## WHAT YOU ARE ASKED TO DO
Once a line is found to contain "push", copy it out of the listing.

## PROVIDED RECORDS
PR #300, opened 2021-12-11
Basics B12S2 submission of beat that (wt)

weiting-ho:

🚀🚀🚀🚀🚀🚀🚀🚀🚀🚀🚀🚀🚀🚀🚀🚀

2-3 hours

N.A.

Trying to incorporate the More Comfortable portion

Comfort Level (1-5):
4

Completeness Level (1-5):
4

Not bad!

It runs as expected and it is pretty clear (at least to me).

N.A.

### DIFF
--- a/script.js
+++ b/script.js
@@ -1,4 +1,159 @@
-var main = function (input) {
-  var myOutputValue = 'hello world';
+/*
+There are 2 players and players take turns.
+When a player clicks Submit, the game rolls 2 dice and shows the dice rolls, for example 3 and 6.
+The player picks the order of the dice they want. For example, if they wanted the number 63, they would specify that the 2nd dice goes first. You can choose how the player specifies dice order.
+After both players have rolled and chosen dice order, the player with the higher combined number wins.
+
+How many game modes:
+1. Player 1 click submit to roll dice.
+2. Player 1 click 1 or 2 to choose order of dice. 
+3. Player 2 click submit to roll dice. 
+4. Player 2 click 1 or 2 to choose order of dice. 
+5. Determine who gets the higher combined number.  
+*/
+
+//global variables for current game mode
+var playerRoll1 = 0;
+var playerRoll2 = 0;
+var gameMode = "start game by rolling 2 dice";
+var currentPlayer = 1;
+var allDiceOrder = [];
+var accumulativeRound = 0;
+
+var playerRollDice = function () {};
+
+// random dice generator for user to roll dice
+var randomDiceGenerator = function () {
+  playerRoll1 = Math.floor(Math.random() * 6 + 1);
+  playerRoll2 = Math.floor(Math.random() * 6 + 1);
+  console.log(`dice1 output:`, playerRoll1, "& dice2 output:", playerRoll2);
+
+  if (playerRoll1 == playerRoll2) {
+    return `Welcome Player ${currentPlayer}.<br> <br> You have rolled ${playerRoll1} for both dice one and dice two. <br><br>Press 1.`;
+  } else
+    return `Welcome Player ${currentPlayer}. <br> <br> You have rolled ${playerRoll1} for dice one and ${playerRoll2} for dice two.<br> <br>Choose the order of the dice by entering "1" or "2".`;
+};
+
+// function for player to roll 2 dice to get 2 number
+var chooseDiceOrder = function (userInput) {
+  orderOfDice = userInput;
+  //input validation > error message for player if they did not enter 1 or 2
+  if (userInput != 1 && userInput != 2) {
+    return "Please enter either 1 or 2 to choose which dice to put infront.";
+  }
+
+  //if user choose 1 then first dice will be infront and second dice will be behind.
+
+  if (userInput == "1") {
+    var diceOrder = Number(String(playerRoll1) + String(playerRoll2));
+    console.log(`user chose ${playerRoll1}, then ${playerRoll2}.`);
+    //game mode switches to the next player
+    gameMode = "next player roll 2 dice";
+    console.log(gameMode);
+    myOutputValue = `Player ${currentPlayer}, you have chosen dice 1. <br><br>Your final value is ${playerRoll1}${playerRoll2}.<br><br> Please click submit.`;
+  }
+
+  //if user choose 1 then first dice will be infront and second dice will be behind.
+  if (userInput == "2") {
+    diceOrder = Number(String(playerRoll2) + String(playerRoll1));
+    console.log(`user chose ${playerRoll2}, then ${playerRoll1}.`);
+    gameMode = "next player roll 2 dice";
+    //game mode switches to the next player
+    console.log(gameMode);
+    myOutputValue = `You have chosen 2. <br><br>Your final value is ${playerRoll2}${playerRoll1}. <br> <br> Please click submit.`;
+  }
+
+  //to push the user's chosen number into an array and empty the temporary variables
+
+  if (accumulativeRound == 0) {
+    allDiceOrder.push(diceOrder);
+    console.log(allDiceOrder);
+  }
+
+  if (accumulativeRound >= 1) {
+    if (currentPlayer == 1) {
+      allDiceOrder[0] = allDiceOrder[0] + diceOrder;
+      console.log(`new array value = ${allDiceOrder[0]}`);
+      diceOrder = [];
+    }
+    if (currentPlayer == 2) {
+      allDiceOrder[1] = allDiceOrder[1] + diceOrder;
+      console.log(`new array value = ${allDiceOrder[0]}`);
+      diceOrder = [];
+    }
+    playerRoll1 = [];
+    playerRoll2 = [];
+  }
   return myOutputValue;
+};
+
+//functiont to determine the winner by comaring the values in the array
+var determineWinner = function () {
+  var myOutputValue = `Player 1 score is ${allDiceOrder[0]}<br>
+    Player 2 score is ${allDiceOrder[1]}<br>`;
+  var endOfSentence = `This is not the end! Click submit again to continue the game and try to beat your friend!  `;
+  if (allDiceOrder[0] >= allDiceOrder[1]) {
+    myOutputValue =
+      myOutputValue +
+      `<br><br><b>The winner is Player 1.</b><br><br>` +
+      endOfSentence;
+  }
+  if (allDiceOrder[1] >= allDiceOrder[0]) {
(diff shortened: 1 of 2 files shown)


script.js
```diff
@@ -1,4 +1,159 @@
...
+
+//global variables for current game mode
+var playerRoll1 = 0;
+var playerRoll2 = 0;
+var gameMode = "start game by rolling 2 dice";
+var currentPlayer = 1;
+var allDiceOrder = [];
+var accumulativeRound = 0;
+
+var playerRollDice = function () {};
```
lim-jiahao, line 23: what is this empty function doing here lol

script.js
```diff
@@ -1,4 +1,159 @@
...
+5. Determine who gets the higher combined number.  
+*/
+
+//global variables for current game mode
+var playerRoll1 = 0;
+var playerRoll2 = 0;
+var gameMode = "start game by rolling 2 dice";
+var currentPlayer = 1;
+var allDiceOrder = [];
+var accumulativeRound = 0;
```
lim-jiahao, line 21: nice and clear global variables. i would say best to have a comment on what `allDiceOrder` and `accumulativeRound` tracks, as it can be a bit unclear. alternatively, rename the variables to be something more descriptive then  the comment is unnecessary. this is another point for why descriptive variable names are desired as your code becomes self-documenting

script.js
```diff
@@ -1,4 +1,159 @@
...
+
+var playerRollDice = function () {};
+
+// random dice generator for user to roll dice
+var randomDiceGenerator = function () {
+  playerRoll1 = Math.floor(Math.random() * 6 + 1);
+  playerRoll2 = Math.floor(Math.random() * 6 + 1);
+  console.log(`dice1 output:`, playerRoll1, "& dice2 output:", playerRoll2);
```
lim-jiahao, line 29: generally ok but I would prob still abstract the ` Math.floor(Math.random() * 6 + 1)` part into a separate function called `rollDice` and just have `playerRoll1 = rollDice()` and `playerRoll2 = rollDice()`. two benefits: 1. this function becomes much more readable 2. if you have a bug with your dice roll generation, you only need to change the code in one place rather than two.

script.js
```diff
@@ -1,4 +1,159 @@
...
+
+  if (playerRoll1 == playerRoll2) {
+    return `Welcome Player ${currentPlayer}.<br> <br> You have rolled ${playerRoll1} for both dice one and dice two. <br><br>Press 1.`;
+  } else
+    return `Welcome Player ${currentPlayer}. <br> <br> You have rolled ${playerRoll1} for dice one and ${playerRoll2} for dice two.<br> <br>Choose the order of the dice by entering "1" or "2".`;
+};
```
lim-jiahao, line 35: ok too but would it be better if, when the dice rolls are the same, the user does not have to type anything and just has to press submit to move to the next step? 

because actually when i get similar dice rolls, if i enter something that isnt 1 or 2, i still get your message in line 42. not the best experience and would be ideal if the game auto calculates it for me if there is really only one outcome for the score

script.js
```diff
@@ -1,4 +1,159 @@
...
+
+  //if user choose 1 then first dice will be infront and second dice will be behind.
+  if (userInput == "2") {
+    diceOrder = Number(String(playerRoll2) + String(playerRoll1));
+    console.log(`user chose ${playerRoll2}, then ${playerRoll1}.`);
+    gameMode = "next player roll 2 dice";
+    //game mode switches to the next player
+    console.log(gameMode);
+    myOutputValue = `You have chosen 2. <br><br>Your final value is ${playerRoll2}${playerRoll1}. <br> <br> Please click submit.`;
+  }
```
lim-jiahao, line 64: this is fairly repetitive, notice the only difference between the two `if`s is really just line 48 and 58 so we prob can do that an `if-else`, and everything else is outside of it

```
  var diceOrder;
  if (userInput == "1") {
     diceOrder = Number(String(playerRoll1) + String(playerRoll2));
  } else if (userInput == "2") {
    diceOrder = Number(String(playerRoll2) + String(playerRoll1));
 }

    gameMode = "next player roll 2 dice";
    myOutputValue = `Player ${currentPlayer}, you have chosen dice ${userInput}. <br><br>Your final value is ${diceOrder}.<br><br> Please click submit.`;
```

lim-jiahao: the reason why i emphasise the point of repetition so much is because in programming, we try not to repeat ourselves if possible - the reason for this is 1. for readability purpose, and 2. for code maintainability purpose, imagine you notice a bug here and need to change something, then you need to change it twice for the code sections you repeated. And this gets more complex if there are more instances of unnecessary repetition in your code.

script.js
```diff
@@ -1,4 +1,159 @@
...
+    if (currentPlayer == 2) {
+      allDiceOrder[1] = allDiceOrder[1] + diceOrder;
+      console.log(`new array value = ${allDiceOrder[0]}`);
+      diceOrder = [];
+    }
+    playerRoll1 = [];
+    playerRoll2 = [];
+  }
+  return myOutputValue;
+};
```
lim-jiahao, line 88: a bit unclear what `allDiceOrder` was supposed to do until I reached here and realised its an array storing the cumulative score of both players, a better name might be `cumulativeScores`? but good work in trying out the more comfortable for keeping track of the score!

also, why is `playerRoll1` and `playerRoll2` reset to an empty array, it should be 0 right? doesn't really affect your code since you assign it back to a number value during the course of the next game but just curious if this was an intentional choice or just an oversight

script.js
```diff
@@ -1,4 +1,159 @@
...
+      `<br><br> <b>The winner is Player 2!</b><br><br>` +
+      endOfSentence;
+  }
+  if (allDiceOrder[1] == allDiceOrder[0]) {
+    myOutputValue =
+      myOutputValue + `<br><br> <b>It is a draw!</b><br><br>` + endOfSentence;
+  }
+
   return myOutputValue;
 };
```
lim-jiahao, line 113: this is good but should line 95 and 101 be a strictly more than condition? since in line 107 we are accounting for ties

script.js
```diff
@@ -1,4 +1,159 @@
...
+    //switch mode to choose dice order
+    gameMode = "player choose dice order";
+    console.log(gameMode);
+    return diceRoll;
+  }
+  if (gameMode == "player choose dice order") {
+    var diceScore = chooseDiceOrder(input);
+    return diceScore;
+  }
+};
```
lim-jiahao, line 130: good and clean function made possible by your earlier helper functions. one comment would be to make the `diceRoll` and `diceScore` variables more descriptive, from here given the names I would expect they are numbers but they are in fact strings

script.js
```diff
@@ -1,4 +1,159 @@
...
+
+var main = function (input) {
+  if (gameMode == "next player roll 2 dice") {
+    console.log(gameMode);
+    //loop to have more than 2 or as many players in the game.
```
lim-jiahao, line 135: does your game have this feature for more than 2 players? when playing around i only noticed a 2 player mode

script.js
```diff
@@ -1,4 +1,159 @@
...
+    while (currentPlayer < 2) {
+      currentPlayer += 1;
+      gameMode = "start game by rolling 2 dice";
+      console.log(gameMode);
+      return `It is now Player ${currentPlayer}'s turn! <br><br> Please click submit to roll the dice.`;
+    }
```
lim-jiahao, line 141: i think i get what you're trying to do here but i dont think a `while` loop is the most suitable here. because you return the moment the code enters one iteration of the loop, lines 137 to 140 is only going to run once each time the code comes into `main`, defeating the purpose of a loop! 

you probably want to do an `if` in line 136 paired together with an `else if` for the condition in line 143

script.js
```diff
@@ -1,4 +1,159 @@
...
+    console.log(gameMode);
+    var winner = determineWinner();
+    //game continues indefinitely
+    gameMode = "start game by rolling 2 dice";
+    currentPlayer = 1;
+    accumulativeRound = 1;
+    return winner;
+  }
+  return beatThatGame(input);
+};
```
lim-jiahao, line 159: i think your `main` and `beatThatGame` functions are sufficiently succinct that they can be merged together, this way the code becomes more readable too, as there is less jumping around between different functions and the single function will outline the game flow by nature of the order of the code

script.js
lim-jiahao: another point here: i noticed you have 4 game modes: "start game by rolling 2 dice", "player choose dice order", "next player roll 2 dice", and "determine winner among 2 players"

You typed out the string values of these game modes explicitly in your `beatThatGame` and `main` function, a better practice would be to define them as global variables and in your functions, reference them using the variables when you need to check for what the game mode is. To illustrate:

```
const START_GAME = "start game by rolling 2 dice";
const NEXT_PLAYER = ""next player roll 2 dice";
const CHOOSE_ORDER = "player choose dice order";
const DETERMINE_WINNER = "determine winner among 2 players";
var gameMode = START_GAME;
```
This goes together with your other global variables here, then for example in line 133 when you check `if (gameMode == "next player roll 2 dice")` you can do `if (gameMode == NEXT_PLAYER)` instead. Likewise, when you are updating the game mode in example line 122, `gameMode = "player choose dice order"` you do `gameMode = CHOOSE_ORDER;` instead.

This reduces code repetition as you only need to use the string value once which prevents errors arising from typos. It also lets me know at a high level glance just by looking at the start of your code, what state variables to expect. I am using the `const` keyword to declare them rather than var. For constants, some people will use SCREAM_CASE as well for the variable name. I know this wasn't really covered in the course but it's a minor step up if you're interested. 

For more info:

lim-jiahao:
Hey Wei Ting,

Generally very solid code. A lot of my comments really are just about reducing code repetition and suggestions on how to refactor. You demonstrate good understanding of the concepts so far and put it to good use! You are right in that your code is for the most part clear, but do insert more comments especially for those sections that are slightly more complex. 

High level comments:
- Variable naming can be clearer
- Refactor to reduce code repetition and enhance readability + maintainability
- More comments at appropriate places

I am very pleased with your attempt at making changes to the HTML and CSS, especially as you are interested in bootcamp. As I mentioned, the first part of bootcamp is mainly front-end doing DOM manipulation using HTML/CSS and JavaScript so it would be good to have some exposure right now, even if it is simple things like changing the background color of the page or the container box, or changing the fonts that are being used. Do keep it up for blackjack! 

Nice attempt at some of the more comfortable portions too. Did you really do all this in 2-3 hours? thats crazy fast

Hope to see more of this or better in blackjack. Excited to see what you come up with!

## EXERCISE RESULT
+  //to push the user's chosen number into an array and empty the temporary variables
+    allDiceOrder.push(diceOrder);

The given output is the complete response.